PR #2, opened 2018-04-18
SUIT-8932 Replace cosmiconfig with rc for ini support

givehug:


lib/utils/testLauncherHelper.js
```diff
@@ -54,23 +54,14 @@ function promptPassword() {
...
-		rc: '.suitestrc',
-		js: 'suitestrc.js',
-		packageProp: false,
-		rcExtensions: true,
-		rcStrictJson: true,
-		sync: true,
-	}).load();
-
-	return result ? result.config : {};
+	return rc('suitest', {}, () => ({}));
```
andriichumak: We should consider actually providing arguments parser (3rd argument) and let RC lib do all the props merging. But that can wait till next release.

PR #3, opened 2018-04-18
SUIT-8939 Add error watchers on current process in envHelper

givehug:


givehug:
@andriichumak, I was thinking whether we really need it for processes other than child process spawned by test launcher. We could think of defining special env variable that would indicate that current process is part of test launcher spawn. I'll add it to index for no though.

PR #5, opened 2018-04-19
SUIT-8895 Fixed unit tests for testLauncher/index.test.js. 

JeKachan:
Updated webbsockets package. Fixed TypeErrors which occurs due tests running. Fixed displaying device execution results for SuitestLauncher.

Unfortunately test coverage still fails. It happens because nyc inside himself use "spawn-wrap" which created child procesess, and this library create temporary execution folders in OS user folder ("Ievgen Kozynskyi" in my case) and path, with spaces, to executable file not wrapped in double quotes and by this reasons tests coverage fails in several places.

https://github.com/istanbuljs/nyc/issues/738
https://github.com/istanbuljs/nyc/issues/784


givehug:
Just to clarify, nyc coverage fails on windows only when there is a space id dir name.

lib/testLauncher/SuitestLauncher.js
```diff
@@ -77,11 +77,11 @@ class SuitestLauncher {
 				// log all devices logs
 				Object.keys(devicesLogs).forEach(dId => log.deviceLines(devicesLogs[dId], dId));
```
givehug: This is quite critical fix

PR #6, opened 2018-04-19
Hotfix/suit 8959

givehug:
Close session should not call http request for each test launcher child process. It should be called in main process after all children are finished.


lib/testLauncher/SuitestLauncher.js
```diff
@@ -52,6 +52,7 @@ class SuitestLauncher {
 						shell: true,
 						env: {
 							...process.env,
+							[envVars.SUITEST_LAUNCHER_PROCESS]: true,
```
andriichumak: I wonder if `true` is a good value. Would it be converted to string upon transfer to Chile process? If so, maybe it's a good idea to use here some string value to avoid confusion.

PR #7, opened 2018-04-19
feature/SUIT-8754 complete pending unit test imp

JeKachan:


test/testLauncher/index.test.js
```diff
@@ -8,7 +8,7 @@ const texts = require('../../lib/texts');
 const testLauncherTest = path.resolve(__dirname, '../../lib/utils/testHelpers/testLauncherTest.js');
 const spawn = require('child_process').spawn;
 
-describe('suitest test launcher', function() {
+describe.skip('suitest test launcher', function() {
```
givehug: should not be skipped?

lib/utils/assertThrowsAsync.js
```diff
@@ -3,9 +3,10 @@ const assert = require('assert');
 /**
  * Helper for testing async functions. Utilizes original node assert.throws.
  * @param {Function} fn async function
- * @param {any} regExp error regExp
+ * @param {RegExp|Function} regExp error regExp
```
AntonSBilan: in 9.11 it can also be an object

PR #10, opened 2018-04-23
Hotfix/suit 8877 unify the way unit tests are written

AntonSBilan:
Unified unit tests per folder for invalid input


test/chains/cookieChain.test.js
```diff
@@ -186,19 +187,16 @@ describe('Cookie chain', () => {
...
-			assert.strictEqual(error.code, SuitestError.INVALID_INPUT, 'code');
-		}
-		try {
-			await cookie(1);
-		} catch (error) {
-			assert.ok(error, 'error');
-			assert.strictEqual(error.code, SuitestError.INVALID_INPUT, 'code');
-		}
+	it('should throw error in case of invalid input', async() => {
+		await assertThrowsAsync(cookie.bind(null, undefined), {
```
JeKachan: No needs to pass second parameter

test/chains/networkRequestChain.test.js
```diff
@@ -266,15 +267,17 @@ describe('Network request chain', () => {
 				},
 			},
 		});
+	});
 
-		assert.throws(() => toJSON({}), 'Throw if no comparator and strategy defined');
-		assert.throws(() => toJSON({wasMade: true}), 'Throw if no comparator defined');
-		assert.throws(() => toJSON({
+	it('should throw error in case of invalid input', async() => {
+		await testInputError(toJSON, [{}]);
```
JeKachan: I would prefer avoid async/await noise. Could you implement sync version of testInputError and use async version only there where it really needed?

lib/utils/assertThrowsAsync.js
```diff
@@ -4,8 +4,9 @@ const assert = require('assert');
  * Helper for testing async functions. Utilizes original node assert.throws.
  * @param {Function} fn async function
  * @param {RegExp|Function|Object} regExp error
+ * @param {string} error msg
```
andriichumak: @AntonSBilan I think the correct jsdoc would look like `* @param {string} msg message for the assertion`

PR #14, opened 2018-04-24
Added MIT license file and badge to readme file

andriichumak:
@SuitLollipop please confirm it's OK.


andriichumak:
Will add license with GitHub tools instead

PR #20, opened 2018-04-25
Account for "appRunning" error type in JS API lib

AntonSBilan:


lib/utils/socketChainHelper.js
```diff
@@ -53,6 +53,15 @@ const processServerResponse = toString => function processServerResponseHandler(
 		);
 	}
 
+	if (res.errorType === 'appRunning') {
+		let msg = 'App is still running';
+
+		if (data.type === 'press') {
+			msg += `\nMaximum amount of key presses ${data.repeat} reached. Condition was not satisfied`;
```
andriichumak: OK, from the code I assume the only possible case when `appRunning` error can occur is for line "Press [] until application exits"... Is that so?

Also, all texts must be moved to `texts.js` file in `lib` folder.

AntonSBilan: When `suitest.application().hasExited()` we have just `appRunning` error but in case of press e.g. 
``` suitest.assert.press(suitest.VRC.UP).until(
			suitest.application().hasExited()
		).repeat(5).interval(2000);
 ```
we also add `conditionNotSatisfied` error

Comment (andriichumak) [reply lib/utils/socketChainHelper.js]: OK, in that case we should take into account that "application has exited" is not the only chain that can be passed to "until". And "until" can be chained to other subjects then "press".

File: lib/utils/socketChainHelper.js [hunk 2]
```diff
@@ -53,6 +54,15 @@ const processServerResponse = toString => function processServerResponseHandler(
 		);
 	}
 
+	if (res.errorType === 'appRunning') {
```
givehug: This is not what was planned actually. On line 14 we check if line is `queryFailed`, and if it is, and line is `testLine`, we throw AssertionError on line 48. The issue was that `application().hasExited()` chain fails not with `queryFailed_` type of error, but with `appRunning`. So basically we should simply add `appRunning` error type to test on line 14, so it is thrown as AssertionError.

Maybe it would be better to rename `const queryFailed` to `const isAssertionError` so it is more clear. 

There is a separate function for AssertionError message handling if we want some additional text for `application` and/or `until` chains.

lib/utils/socketChainHelper.js
givehug: I think this `conditionNotSatisfied` errorType is not very accurate. It was added on FE for press line only, but was not updated when we added browser lines (click, send text etc) (possible FE bug). If we really want this message `Maximum amount of key presses ${data.repeat} reached. Condition was not satisfied`, I suggest we simply add it to all failed testLine chains with `until` modifier and rephrase it to something like `Maximum amount of iterations was made. Condition was not satisfied`?

lib/texts.js
```diff
@@ -109,4 +109,8 @@ ${leaves}`,
 	'tl.finishedWithErrors': () => 'Some executions finished with errors',
 	'tl.finishedWithSuccess': () => 'All executions finished successfully',
 	'tl.promptPassword': () => 'Please enter your passwod: ',
+
+	// error messages
+	'err.msg.appRunning': 'App is still running',
```
givehug: we usually do it as arrow function

lib/texts.js
```diff
@@ -109,4 +109,8 @@ ${leaves}`,
...
+	'err.msg.conditionNotSatisfied': count => `Maximum amount of key presses ${count} reached. Condition was not satisfied`,
```
givehug: we usually do it as `template`

andriichumak: I think @JeKachan used this syntax already. It's OK with me as well as template function.

lib/utils/socketChainHelper.js
andriichumak: @AntonSBilan  please update according to @givehug comment.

————

Provide the number of lines in the records above that contain the word "coverage", with no additional words.

2